> Your objective
Your output must be a faithful copy of the listing underneath.

> Entries provided
PR #2277, opened 2023-07-28
fix(util.breakText): NO_SPACE character present in the result

### LINKED ISSUE #2252: [Bug]: Unexpected character '0' is added to broken text by util.breakText function.
## Input  
code screenshot

## Output
resultScreenshot

I have tried to debug the problem and my solution is bellow.
solution

### Version

3.6.2

### What browsers are you seeing the problem on?

Chrome

### What operating system are you seeing the problem on?

Windows

MartinKanera:
## Description

Add the character from the previous line to the beginning of the new line only if it doesn't match the NO_SPACE constant character.

Fixes #2252.

## Motivation and Context

When breaking down text, there was a `0` character present which is internally used to separate lines, in certain edge cases (when moving the last character from the previous line to the new line).

### DIFF
--- a/src/connectors/jumpover.mjs
+++ b/src/connectors/jumpover.mjs
@@ -94,7 +94,7 @@ function updateJumpOver(paper) {
 function findLineIntersections(line, crossCheckLines) {
     return util.toArray(crossCheckLines).reduce(function(res, crossCheckLine) {
         var intersection = line.intersection(crossCheckLine);
-        if (intersection && !(line.containsPoint(crossCheckLine.start) || line.containsPoint(crossCheckLine.end))) {
+        if (intersection) {
             res.push(intersection);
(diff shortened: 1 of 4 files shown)


src/connectors/jumpover.mjs
```diff
@@ -94,7 +94,7 @@ function updateJumpOver(paper) {
 function findLineIntersections(line, crossCheckLines) {
     return util.toArray(crossCheckLines).reduce(function(res, crossCheckLine) {
         var intersection = line.intersection(crossCheckLine);
-        if (intersection) {
+        if (intersection && !(line.containsPoint(crossCheckLine.start) || line.containsPoint(crossCheckLine.end))) {
```
kumilingus, line 97: 😄

PR #2319, opened 2023-08-31
g.Rect: performance improvement when using Manhattan router with Rect shapes

coyoteecd:
## Description

Rect.containsPoint is called many times with a Point instance as argument. Avoiding the new Point() call improves loading times significantly on large papers.

## Motivation and Context

Our app uses Manhattan router with shapes and links. We've had performance issues when loading a larger paper, due to the time spent performing layout. One of the issues was that the routing logic calls `Rect.containsPoint` many, many times (thousands), and this function constructs a new Point every time it is called. But, the argument it gets is *already* a Point instance, so creating a copy just for the comparison is not necessary.

### DIFF
--- a/src/g/rect.mjs
+++ b/src/g/rect.mjs
@@ -139,7 +139,10 @@ Rect.prototype = {
 
     // @return {bool} true if point p is inside me.
     containsPoint: function(p) {
-        p = new Point(p);
+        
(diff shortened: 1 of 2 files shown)


kumilingus:
Thanks!

PR #2330, opened 2023-09-08
fix(dia.LinkView): prevent hidden doubleLinkTools to affect link bounding box

coyoteecd:
## Description

When moving around elements and links that have doubleLinkTools: true in their LinkView but link length is short enough for the secondary tool to be hidden, the tool position is not updated. 

This causes miscalculations in paper size and paddings in various scenarios:
- the secondary tool starts at 0,0 and does not get moved when the LinkView is repositioned
- shortening the link while in bottom-right corner of a large paper hides the secondary tool. Then moving the link and all other elements towards top-left does not cause the paper to autoshrink because the tool is left behind at the position where it was before being hidden.


kumilingus:
If I understand correctly, you are setting the position of the second tool to the same position as the first tool (so it doesn't affect the paper content bounding box).

I wonder if it would be better (cleaner and more efficient) to change `visibility: hidden` to `display: none`.

coyoteecd:
Setting `display: none` works equally well, I updated my change.

Issue #2297, opened 2023-08-11
[Bug]: Cache misses because of wrong assumptions in the ordering of hashmap keys


alexandernst:
### What happened?

I saw that in `src/dia/attributes/index.mjs`, in the `attributesNS` object, the `set` function of the `text` object is doing some sort of hashing / caching using `JSON.stringify` and passing a string and an object to it (`JSON.stringify([text, textAttrs]);`). The problem with this approach is that hashmap keys don't have a guaranteed order, which means that this code is most probably missing the textHash / cache most often than not.

### Version

3.7.5

### What browsers are you seeing the problem on?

> Exercise answer
PR #2277, opened 2023-07-28
fix(util.breakText): NO_SPACE character present in the result

### LINKED ISSUE #2252: [Bug]: Unexpected character '0' is added to broken text by util.breakText function.
## Input  
code screenshot

## Output
resultScreenshot

I have tried to debug the problem and my solution is bellow.
solution

### Version

3.6.2

### What browsers are you seeing the problem on?

Chrome

### What operating system are you seeing the problem on?

Windows

MartinKanera:
## Description

Add the character from the previous line to the beginning of the new line only if it doesn't match the NO_SPACE constant character.

Fixes #2252.

## Motivation and Context

When breaking down text, there was a `0` character present which is internally used to separate lines, in certain edge cases (when moving the last character from the previous line to the new line).

### DIFF
--- a/src/connectors/jumpover.mjs
+++ b/src/connectors/jumpover.mjs
@@ -94,7 +94,7 @@ function updateJumpOver(paper) {
 function findLineIntersections(line, crossCheckLines) {
     return util.toArray(crossCheckLines).reduce(function(res, crossCheckLine) {
         var intersection = line.intersection(crossCheckLine);
-        if (intersection && !(line.containsPoint(crossCheckLine.start) || line.containsPoint(crossCheckLine.end))) {
+        if (intersection) {
             res.push(intersection);
(diff shortened: 1 of 4 files shown)


src/connectors/jumpover.mjs
```diff
@@ -94,7 +94,7 @@ function updateJumpOver(paper) {
 function findLineIntersections(line, crossCheckLines) {
     return util.toArray(crossCheckLines).reduce(function(res, crossCheckLine) {
         var intersection = line.intersection(crossCheckLine);
-        if (intersection) {
+        if (intersection && !(line.containsPoint(crossCheckLine.start) || line.containsPoint(crossCheckLine.end))) {
```
kumilingus, line 97: 😄

PR #2319, opened 2023-08-31
g.Rect: performance improvement when using Manhattan router with Rect shapes

coyoteecd:
## Description

Rect.containsPoint is called many times with a Point instance as argument. Avoiding the new Point() call improves loading times significantly on large papers.

## Motivation and Context

Our app uses Manhattan router with shapes and links. We've had performance issues when loading a larger paper, due to the time spent performing layout. One of the issues was that the routing logic calls `Rect.containsPoint` many, many times (thousands), and this function constructs a new Point every time it is called. But, the argument it gets is *already* a Point instance, so creating a copy just for the comparison is not necessary.

### DIFF
--- a/src/g/rect.mjs
+++ b/src/g/rect.mjs
@@ -139,7 +139,10 @@ Rect.prototype = {
 
     // @return {bool} true if point p is inside me.
     containsPoint: function(p) {
-        p = new Point(p);
+        
(diff shortened: 1 of 2 files shown)


kumilingus:
Thanks!

PR #2330, opened 2023-09-08
fix(dia.LinkView): prevent hidden doubleLinkTools to affect link bounding box

coyoteecd:
## Description

When moving around elements and links that have doubleLinkTools: true in their LinkView but link length is short enough for the secondary tool to be hidden, the tool position is not updated. 

This causes miscalculations in paper size and paddings in various scenarios:
- the secondary tool starts at 0,0 and does not get moved when the LinkView is repositioned
- shortening the link while in bottom-right corner of a large paper hides the secondary tool. Then moving the link and all other elements towards top-left does not cause the paper to autoshrink because the tool is left behind at the position where it was before being hidden.


kumilingus:
If I understand correctly, you are setting the position of the second tool to the same position as the first tool (so it doesn't affect the paper content bounding box).

I wonder if it would be better (cleaner and more efficient) to change `visibility: hidden` to `display: none`.

coyoteecd:
Setting `display: none` works equally well, I updated my change.

Issue #2297, opened 2023-08-11
[Bug]: Cache misses because of wrong assumptions in the ordering of hashmap keys


alexandernst:
### What happened?

I saw that in `src/dia/attributes/index.mjs`, in the `attributesNS` object, the `set` function of the `text` object is doing some sort of hashing / caching using `JSON.stringify` and passing a string and an object to it (`JSON.stringify([text, textAttrs]);`). The problem with this approach is that hashmap keys don't have a guaranteed order, which means that this code is most probably missing the textHash / cache most often than not.

### Version

3.7.5

### What browsers are you seeing the problem on?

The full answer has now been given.